On equity: Mayor Hodges is correct that the existing agreements with the Met Council do not achieve an outcome on equity that is any different than the Met Council’s standard operating procedure.  The response to concerns about resolving Met Transit connection and service problems to North Minneapolis have not been fully addressed.  Advocates for more community benefits related to equity have been less than satisfied with the Met council response so far.  We are being asked to trust that this outcome will be developed, but the process on this project thus far has not inspired much faith.  This is why it was so important that the Council (led by CMs Reich and Glidden) directed our staff to work with community leaders on these equity concerns and report back to the Council in September.


On transit access: the Met Council has not formally committed to taking the actions that will ensure that this new transit investment serves the real population density of south and southwest Minneapolis.  There are good things about the Kenilworth alignment: it will be fast, not require expensive tunnels, and interline well with the Green Line.  But the one major problem with this alignment is that it does not go where most of the people who could be served by it live.  This is not a self-correcting problem.  It will require the Met Council to take concrete actions, make additional transit investments, and support transit investments by others, like streetcars along the Midtown Greenway.  The Met Council has not committed to these improvements, and they should.


I will note that I supported several of the other actions taken by the Council, not only on the two above staff directions, but to preserve the public ownership of the freight rail corridor, and on the Memorandum of Understanding that has improved this project greatly from the version that was presented to the Council in July.

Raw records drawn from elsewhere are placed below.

PR #10948, opened 2014-09-16
adding follow/unfollow capabilities to library reco card

stkem:
not sure if I’m following current patterns well

@yipingliao @andrewconner @ahsu1230

### DIFF
--- a/kifi-backend/modules/shoebox/angular/src/libraries/libraryCard.js
+++ b/kifi-backend/modules/shoebox/angular/src/libraries/libraryCard.js
@@ -31,13 +31,16 @@ angular.module('kifi')
 
         // Data augmentation. May want to move out to own decorator service
         // like the keepDecoratorService.
-        if (scope.library.owner) {
-          scope.library.owner.image = friendService.getPictureUrlForUser(scope.library.owner);
-        }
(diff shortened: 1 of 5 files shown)


stkem:
That is pretty much all I can do for now. The rest will have to wait for the designs (it is functionally complete, just ugly)

kifi-backend/modules/shoebox/angular/src/libraries/libraryCard.js
```diff
@@ -38,6 +38,34 @@ angular.module('kifi')
...
+        };
+
+        scope.follow = function () {
+          if (!scope.followed()) {
+            libraryService.joinLibrary(scope.library.id);
+            scope.library.followers.push({
+              id: profileService.me.id,
+              firstName: profileService.me.firstName,
+              lastName: profileService.me.lastName,
+              image: friendService.getPictureUrlForUser(profileService.me)
```
yipingliao: replace with `pictureName: profileService.me.pictureName` to be consistent with the follower objects we get from the server. Line 39 converts `pictureName` to the URL for all followers.

yipingliao:
:+1:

By joining a few of my colleagues in voting no, rather than having a unanimous vote of support from the Council, I hope that I am helping to send a signal to the Met Council.  I know that my concerns are shared by many of my colleagues, many of whom will be voting yes.  This process was deeply flawed.  The SDEIS should be finished.  The equity and transit access questions should be answered.  These things should be completed before municipal consent is asked for or granted.


In conclusion, I think it is important that we as a community learn from these experiences.  I hope that the lessons from this will help as we grapple with the Bottineau LRT line and more rail transit projects in the future.  My hope is that by expressing these valid, broadly-shared concerns about this project’s process and outcomes and voting no, I will help ensure that these sorts of concerns are taken more seriously in future projects.  There is more work to do and I intend to use my position to continue to address concerns, push for equity and better transit access, and work to preserve and even improve our parks, lakes, and trails.